= Horace H. Miller =

American lawyer and diplomat (1826–1877)

Horace H. Miller (March 15, 1826 – January 26, 1877) was an American and Confederate military officer, newspaperman, lawyer, and diplomat. He worked for most of his career in Vicksburg, Mississippi. He served as the United States ambassador to Bolivia from 1852 to 1856.

== Biography ==
Miller was a native of Louisville, Kentucky. He was the son of Anderson Miller, whose family was originally from Virginia and who had been a pioneer of both steamboating the Mississippi and producing cotton-seed oil. Miller invested in a commercial-scale cotton-seed press built at Natchez in 1834. The elder Miller, who was variously described as a "celebrated steamboat captain" and/or "land speculator and gentleman of pleasure," was appointed U.S. marshal for the Southern District of Mississippi in 1841, serving until 1845. The appointment was made by John Tyler following the death of William Henry Harrison, for whom Miller had been a Whig nominating convention delegate.

His brother William Trigg Miller worked for their father as a deputy marshal and married Emily Van Dorn, a grandniece of Andrew Jackson and sister of future Confederate General Earl Van Dorn.

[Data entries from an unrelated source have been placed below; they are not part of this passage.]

PR #2980, opened 2023-03-28
Forbid deletion of application templates if there are existing associated applications

dragobt:
**Description**
Currently application templates can be deleted even if there are existing applications created from it. With this PR we forbid this action.

- introduce schema migrations for the new constraint
- add e2e test

**Pull Request status**

- [x] Implementation
- [ ] Unit tests
- [x] Integration tests

### DIFF
--- a/components/schema-migrator/migrations/director/20230328144000_forbid_deleting_app_template_if_it_has_associated_application.down.sql
+++ b/components/schema-migrator/migrations/director/20230328144000_forbid_deleting_app_template_if_it_has_associated_application.down.sql
@@ -4,4 +4,3 @@ ALTER TABLE applications
     DROP CONSTRAINT IF EXISTS applications_app_template_id_fkey;
 
 COMMIT;
-
--- a/components/schema-migrator/migrations/director/20230328144000_forbid_deleting_app_template_if_it_has_associated_application.down.sql
+++ b/components/schema-migrator/migrations/director/20230328144000_forbid_deleting_app_template_if_it_has_associated_application.down.sql
@@ -2,5 +2,8 @@ BEGIN;
 
 ALTER TABLE applications
     DROP CONSTRAINT IF EXISTS applications_app_template_id_fkey;
+ALTER TABLE applications
+    ADD CONSTRAINT applications_app_template_id_fkey
+        FOREIGN KEY (app_template_id) REFERENCES app_templates(id) ON DELETE SET NULL;
 
 COMMIT;
--- a/components/schema-migrator/migrations/director/20230328144000_forbid_deleting_app_template_if_it_has_associated_application.down.sql
+++ b/components/schema-migrator/migrations/director/20230328144000_forbid_deleting_app_template_if_it_has_associated_application.down.sql
@@ -1,0 +1,7 @@
+BEGIN;
+
+ALTER TABLE applications
+    DROP CONSTRAINT IF EXISTS applications_app_template_id_fkey;
+
+COMMIT;
+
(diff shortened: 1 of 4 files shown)


tests/director/tests/application_templates_api_test.go
```diff
@@ -584,6 +584,74 @@ func TestDeleteApplicationTemplate(t *testing.T) {
...
+		},
+	}
+
+	tenantId := tenant.TestTenants.GetDefaultTenantID()
+
+	t.Log("Creating application template")
+	appTemplate, err := fixtures.CreateApplicationTemplateFromInput(t, ctx, certSecuredGraphQLClient, tenantId, appTemplateInput)
+	defer fixtures.CleanupApplicationTemplate(t, ctx, certSecuredGraphQLClient, tenantId, appTemplate)
+	require.NoError(t, err)
+	require.Equal(t, conf.SubscriptionConfig.SelfRegRegion, appTemplate.Labels[tenantfetcher.RegionKey])
```
alextargov, line 614: This would not be needed if we drop the creation of the app template in the subscription flow scenario.

tests/director/tests/application_templates_api_test.go
```diff
@@ -584,6 +584,74 @@ func TestDeleteApplicationTemplate(t *testing.T) {
...
+			Placeholder: "display-name",
+			Value:       "new-display-name",
+		}}}
+	appFromTemplateGQL, err := testctx.Tc.Graphqlizer.ApplicationFromTemplateInputToGQL(appFromTemplate)
+	require.NoError(t, err)
+	createAppFromTemplateRequest := fixtures.FixRegisterApplicationFromTemplate(appFromTemplateGQL)
+	outputApp := graphql.ApplicationExt{}
+
+	t.Logf("Creating application from application template with id %s", appTemplate.ID)
+	err = testctx.Tc.RunOperation(ctx, certSecuredGraphQLClient, createAppFromTemplateRequest, &outputApp)
```
alextargov, line 631: I think we should have a defer here to unregister the app. Because if something fails between line 631 and line 649, then the app will stay in the db as garbage, as well as the app template because the differ [here](https://github.com/kyma-incubator/compass/pull/2980/files#diff-cd91fb82642cfc9f5b55639748e76cc678d32a6a96513051cc75efae61540ce7R612) will fail due to the FK restriction.

alextargov: We might think about adapting other tests that create app from template like "TestRegisterApplicationFromTemplate" for example, in order to guarantee that other tests will not produce garbage.

alextargov (changes requested):

components/schema-migrator/migrations/director/20230328144000_forbid_deleting_app_template_if_it_has_associated_application.down.sql
```diff
@@ -0,0 +1,6 @@
+BEGIN;
+
+ALTER TABLE applications
+    DROP CONSTRAINT IF EXISTS applications_app_template_id_fkey;
```
dzahariev, line 4: The old constraint need to be added in down migration:
```
ALTER TABLE applications
    ADD CONSTRAINT applications_app_template_id_fkey FOREIGN KEY (app_template_id) REFERENCES app_templates(id) ON DELETE SET NULL;
```

dzahariev (approved):

alextargov:
I see there are about 20 tests that register app from template. Have we checked them out for possible garbage generation if something errors between the defers in them?

dragobt:
as far as i can i checked all the places where `fixtures.FixRegisterApplicationFromTemplate` is being called and all of them looked good to me except the ones that i have changed in this PR

alextargov (approved):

At age 21, Miller fought in the Mexican–American War, serving as a sergeant major in the Vicksburg Volunteers, Captain George Crump's company, later called Company H, in the Mississippi Rifles. He and partner Charles Buck founded the True Issue newspaper at Vicksburg in 1851. The True Issue was probably a Whig paper because that was where Alexander K. McClung pushed his editorials. Miller was by profession primarily an attorney. He succeeded Alexander Keith McClung, fellow Mississippian and a Marshall political family scion, as charge d'Affaires to Bolivia, appointed to the post in 1852 by president Millard Fillmore. Miller was after this law partners with his brother-in-law Thomas A. Marshall, who had married to his Miller's older sister Letitia, and who, like McClung, was a cousin of Chief Justice John Marshall. Miller was married around 1857 to Sarah Augusta Ragan of Warren County, Mississippi.

He was also an officer on the Confederate side of the American Civil War. In March 1861 he was a brigadier general of the Mississippi state militia charged with "fortifying Vicksburg." He went to Virginia with the 12th Mississippi in May 1861. He was captured at Fort Donelson. In 1863 as lieutenant colonel of the 20th Mississippi Infantry he commanded an expedition from Hammond Station and thus was one of the defenders of a Confederate position from within an abandoned shoe factory at Ponchatoula, Louisiana. In 1864 he became colonel of the 9th Mississippi Cavalry Regiment, and led his regiment from the Atlanta Campaign until the end of the war. In 1865 he was arrested for participating in "alleged illegal cotton trading." He ended his Confederate service with the title colonel which was extended to him as an honorific for the remainder of his life.

Miller became law partners with R. V. Booth in 1872. Booth later described him as a "convivial friend and companion." Miller died of heart disease at Vicksburg in 1877. He is buried at Cedar Hill Cemetery in Vicksburg. He had at least four children who survived to adulthood.